Directions —
Give back, unchanged, the lines from the one containing "commcare: Update request" to the end of the listing, inclusive of both.

*** Opening The data ***

PR #916, opened 2025-01-16
commcare: Update request documentation for query params and fix response body error

### LINKED ISSUE #903: commcare: documentation issues on `request()`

*** Closing The data ***

Problem solution —
commcare: Update request documentation for query params and fix response body error

### LINKED ISSUE #903: commcare: documentation issues on `request()`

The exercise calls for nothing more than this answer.